Exercise description | All lines in the data below carrying the string "NVIDIA" are to be located and copied.

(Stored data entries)

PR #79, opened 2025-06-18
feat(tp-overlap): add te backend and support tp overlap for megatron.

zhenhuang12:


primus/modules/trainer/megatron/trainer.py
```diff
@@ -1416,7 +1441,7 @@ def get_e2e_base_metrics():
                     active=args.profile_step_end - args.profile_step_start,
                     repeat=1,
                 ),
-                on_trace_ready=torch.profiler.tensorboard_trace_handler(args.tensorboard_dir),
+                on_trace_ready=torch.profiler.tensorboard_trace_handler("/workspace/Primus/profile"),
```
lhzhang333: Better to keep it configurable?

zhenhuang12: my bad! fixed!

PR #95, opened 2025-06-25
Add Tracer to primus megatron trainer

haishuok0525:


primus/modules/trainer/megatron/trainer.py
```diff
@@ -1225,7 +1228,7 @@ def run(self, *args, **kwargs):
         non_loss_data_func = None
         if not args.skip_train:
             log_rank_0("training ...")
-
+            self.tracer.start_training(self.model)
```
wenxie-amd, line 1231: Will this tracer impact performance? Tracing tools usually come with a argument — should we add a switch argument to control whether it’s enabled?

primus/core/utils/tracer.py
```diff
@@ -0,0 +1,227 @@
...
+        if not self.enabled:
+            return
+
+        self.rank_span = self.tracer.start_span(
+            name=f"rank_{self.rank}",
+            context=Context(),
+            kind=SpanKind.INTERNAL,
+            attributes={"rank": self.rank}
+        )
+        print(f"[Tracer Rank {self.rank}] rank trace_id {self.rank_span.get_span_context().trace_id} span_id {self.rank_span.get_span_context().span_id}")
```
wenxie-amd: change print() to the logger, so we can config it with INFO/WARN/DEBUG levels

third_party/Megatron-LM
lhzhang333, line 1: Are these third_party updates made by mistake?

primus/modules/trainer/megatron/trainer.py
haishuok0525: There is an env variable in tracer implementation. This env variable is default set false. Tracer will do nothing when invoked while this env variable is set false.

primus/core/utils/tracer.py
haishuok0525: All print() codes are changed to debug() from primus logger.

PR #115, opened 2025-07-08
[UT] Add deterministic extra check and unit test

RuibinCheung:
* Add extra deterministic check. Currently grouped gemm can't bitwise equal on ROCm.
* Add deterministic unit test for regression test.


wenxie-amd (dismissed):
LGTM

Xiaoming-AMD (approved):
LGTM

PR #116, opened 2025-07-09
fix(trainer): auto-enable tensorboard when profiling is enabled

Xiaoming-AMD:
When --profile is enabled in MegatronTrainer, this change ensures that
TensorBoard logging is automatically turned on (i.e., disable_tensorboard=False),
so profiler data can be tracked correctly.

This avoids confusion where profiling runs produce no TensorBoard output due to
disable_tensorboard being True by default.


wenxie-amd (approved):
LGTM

...

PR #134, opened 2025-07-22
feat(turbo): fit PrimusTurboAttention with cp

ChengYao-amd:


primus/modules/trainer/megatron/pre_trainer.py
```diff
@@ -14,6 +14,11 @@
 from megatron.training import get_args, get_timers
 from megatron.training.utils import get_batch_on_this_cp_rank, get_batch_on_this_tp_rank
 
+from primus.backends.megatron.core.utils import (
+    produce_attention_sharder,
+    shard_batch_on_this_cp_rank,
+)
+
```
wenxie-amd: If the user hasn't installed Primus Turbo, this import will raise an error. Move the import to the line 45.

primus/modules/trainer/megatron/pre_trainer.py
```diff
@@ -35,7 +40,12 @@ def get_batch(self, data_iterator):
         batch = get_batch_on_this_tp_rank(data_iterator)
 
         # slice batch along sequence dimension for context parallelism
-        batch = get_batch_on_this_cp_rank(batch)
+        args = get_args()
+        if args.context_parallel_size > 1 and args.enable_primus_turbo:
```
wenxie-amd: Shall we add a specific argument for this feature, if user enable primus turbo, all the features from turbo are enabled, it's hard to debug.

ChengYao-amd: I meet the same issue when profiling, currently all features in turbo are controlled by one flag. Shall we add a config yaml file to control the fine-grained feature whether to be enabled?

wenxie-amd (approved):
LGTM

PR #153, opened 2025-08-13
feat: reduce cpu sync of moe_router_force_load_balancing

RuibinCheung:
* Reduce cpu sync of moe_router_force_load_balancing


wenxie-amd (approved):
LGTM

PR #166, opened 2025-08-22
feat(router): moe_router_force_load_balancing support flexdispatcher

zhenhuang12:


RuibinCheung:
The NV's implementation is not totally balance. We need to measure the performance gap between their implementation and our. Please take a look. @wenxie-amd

---

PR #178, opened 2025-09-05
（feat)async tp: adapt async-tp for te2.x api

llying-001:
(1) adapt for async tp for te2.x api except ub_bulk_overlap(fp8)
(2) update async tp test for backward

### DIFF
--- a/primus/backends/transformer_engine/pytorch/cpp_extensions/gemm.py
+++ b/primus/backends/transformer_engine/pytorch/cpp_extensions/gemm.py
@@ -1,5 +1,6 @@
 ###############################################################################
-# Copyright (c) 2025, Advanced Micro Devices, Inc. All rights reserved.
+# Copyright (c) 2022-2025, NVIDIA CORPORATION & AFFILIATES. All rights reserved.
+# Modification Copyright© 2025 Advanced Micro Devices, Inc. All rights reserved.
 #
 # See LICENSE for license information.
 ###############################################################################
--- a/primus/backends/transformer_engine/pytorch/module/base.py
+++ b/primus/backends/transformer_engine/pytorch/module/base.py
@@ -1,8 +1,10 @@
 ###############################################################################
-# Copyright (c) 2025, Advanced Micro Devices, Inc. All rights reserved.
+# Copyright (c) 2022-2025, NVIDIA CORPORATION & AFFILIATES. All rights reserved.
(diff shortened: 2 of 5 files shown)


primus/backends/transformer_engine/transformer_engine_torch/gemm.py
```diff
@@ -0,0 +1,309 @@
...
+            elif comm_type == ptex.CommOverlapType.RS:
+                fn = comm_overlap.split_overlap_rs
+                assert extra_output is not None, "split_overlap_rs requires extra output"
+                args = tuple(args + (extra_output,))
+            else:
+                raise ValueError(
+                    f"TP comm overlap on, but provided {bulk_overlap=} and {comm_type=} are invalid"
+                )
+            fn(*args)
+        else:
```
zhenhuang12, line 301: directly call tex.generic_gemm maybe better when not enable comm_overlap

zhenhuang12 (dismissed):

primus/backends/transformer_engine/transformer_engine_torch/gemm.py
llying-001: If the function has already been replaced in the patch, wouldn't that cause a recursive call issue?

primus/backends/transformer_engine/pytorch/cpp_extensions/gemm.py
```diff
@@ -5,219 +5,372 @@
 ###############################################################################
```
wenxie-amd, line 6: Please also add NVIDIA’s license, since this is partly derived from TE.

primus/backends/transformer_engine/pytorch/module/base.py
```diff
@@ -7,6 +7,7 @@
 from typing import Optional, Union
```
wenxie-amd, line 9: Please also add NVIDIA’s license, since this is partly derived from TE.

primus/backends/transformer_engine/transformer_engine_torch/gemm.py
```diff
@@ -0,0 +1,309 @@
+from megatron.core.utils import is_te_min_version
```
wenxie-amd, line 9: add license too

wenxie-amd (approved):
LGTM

Reply to the exercise |
+# Copyright (c) 2022-2025, NVIDIA CORPORATION & AFFILIATES. All rights reserved.
+# Copyright (c) 2022-2025, NVIDIA CORPORATION & AFFILIATES. All rights reserved.
wenxie-amd, line 6: Please also add NVIDIA’s license, since this is partly derived from TE.
wenxie-amd, line 9: Please also add NVIDIA’s license, since this is partly derived from TE.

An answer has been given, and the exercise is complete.